TASK INSTRUCTIONS: Go through the lines below. Copy those with "portblock".

***** THE DATA

PR #898, opened 2016-12-08
portblock: Use -w (wait) to avoid "insufficient privileges" error

oalbrigt:
E.g. when running multiple portblock resources.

**********

ANSWER BOX:
portblock: Use -w (wait) to avoid "insufficient privileges" error
E.g. when running multiple portblock resources.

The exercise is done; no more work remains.